RICKY NELSON at 12 has achieved many a veteran actor's dream. He works steady. He's well on his way to stardom on ABC's Ozzie and Harriet Show. He earns $1,600 a week.
His "I don't fool around, boy" is becoming almost as much of a trade-mark as Jackie Gleason's "and away we go" or Milton Berle's "I'll give you a shot in the head."
Like brother David, who is 16, his $1,600 salary is the total of $1,100 for the weekly television show and $500 a week for the radio series.
But the money for both boys is going into a trust fund. Ricky is getting along on $1.50 spending money a week. And the rest of the family makes sure that he doesn't develop any tendency toward becoming a "ham."
Ricky-his full name his Eric Hilliard Nelson-gets different treatment from each member of the family. Papa Ozzie and Mama Harriet like to talk out his problems with him. David reserves the big-brother right to box his ears.

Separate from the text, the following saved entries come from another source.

PR #2588, opened 2019-04-05
Remove value store in ready_pos but unread

pmatos:
`ready_pos` is not read after the store of 0. Remove store.

### DIFF
--- a/racket/src/racket/src/network.c
+++ b/racket/src/racket/src/network.c
@@ -1204,7 +1204,8 @@ do_tcp_accept(int argc, Scheme_Object *argv[], Scheme_Object *cust, char **_fail
   was_closed = LISTENER_WAS_CLOSED(listener);
 
   if (!was_closed) {
-    int ready_pos = tcp_check_accept(listener, NULL);
+    int ready_pos;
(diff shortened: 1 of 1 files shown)


pmatos:
I went ahead moved the declaration to the block and removed another value that was set but not read, marking it with `(void)tcp...`. Waiting to see results of CI before merging.

pmatos:
oh... xform doesn't like the `(void)tcp_...`. Will have to look at it a bit later.

mflatt:
It's not the `(void)tcp_....` but the `int ready_pos = tcp_check_accept(listener, NULL);`. To accommodate xform, ou'll have to split that to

When these fail, they have one sure-fire approach. "Don't be a child actor," they tell him.
But getting the best of Ricky isn't easy. Recently David was going to a church dance. His brother asked to go along. "Sure," agreed David, although all the girls there would be 16 to 18 years old.
At the party the girls asked to dance with Ricky. He played all the games. Afterward they went to a restaurant for a late snack. The next day his Dad asked how Ricky, only 12, could get girls who were four and five years older to dance with him.
"Well," said Ricky, "I told them I was 13."
He apparently knows what he wants and goes directly for it, as another incident reveals. Both boys were borrowing their father's neckties. Ozzie finally ordered them to buy some for themselves on the family account.
That Tattersall Vest
A few days later Ozzie was in the shop. "Tell Ricky his Tattersall vest is in," said a salesman.
"What Tattersall vest?"
"Ricky said you have a Tattersall vest so he wanted one tailored, too." "Well, from now on you check with me before you charge anything."
Until recently, Ricky attended public school but the absences for work made a private tutor more desirable.
Like Ozzie, a letterman in several sports at Rutgers, Ricky is a lithe athlete, all 90 pounds of him. He is particularly adept at basketball. "We call him 'featherfingers,"" says David, praising his brother's speedy coordination. Ricky also is waterboy for the Hollywood High School football "B" team, on which David stars.
"Ricky is intelligent and understanding of adults," his mother appraises. "He's straightforward and not a troublemaker. But he just won't pick up his own clothes."
"He has remarkable mental and physical coordination," says his father. "Just try to put something over on him," says David, ruefully.
"He's a free soul," admiringly says the principal of the school Ricky attended . . . a very free soul."